On the other hand, is $6,500+ too paltry a sum to offer someone to assume the small risk of death for the benefit of developing a safe and effective vaccine? Is this a fair exchange or an exploitative offer, where a vulnerable person is being asked to assume too much risk for too little reward? Exploitation involves taking advantage of another’s vulnerability. In Canada, or similarly wealthy nations, this might mean taking advantage of a person who has perhaps long been economically disadvantaged and is now destitute. On a global scale, it might mean taking advantage of people in low- and middle-income countries with limited resources.
Even if it were possible to successfully reduce the harms of coercion and exploitation, the risk of harm with challenge trials is unwarranted given that it is not the only way to speed up vaccine development and secure the hoped-for-benefit of reducing the number of lives lost to COVID-19. Further, depending on how the challenge trial is designed, it might not speed things up at all. There are other trial designs with a more favourable harm-benefit ratio.

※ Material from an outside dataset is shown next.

PR #2597, opened 2025-09-09
Mention MSRV change in 0.25.7 changelog entry

simonrepp:
Probably worth mentioning (I would have appreciated an up-front warning :)).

Thousands of researchers across the globe have redesigned traditional clinical trials to create adaptive trial designs that shrink the traditional timeline. Adaptive trial designs allow significant flexibility where traditionally designed trials do not. For example, adaptive designs can allow for seamless Phase I/II clinical trials (to test both safety and efficacy at the same time), explore multiple vaccines simultaneously, drop or add candidate vaccines or adjust participant enrollment numbers. All of this can be done using state-of-the-art statistical tools that ensure modifications do not undermine a trial’s integrity or validity and ultimately allows for much faster and potentially less expensive clinical trials. For example, the Adaptive COVID-19 Treatment Trial (ACTT) provided evidence for the modest efficacy of remdesivir.
We support the laudable goal of working faster to produce safe and effective vaccines against this novel coronavirus. However, moving forward with a challenge trial at this time, when it seems clear that this goal can be achieved using adaptive trial designs, is unethical.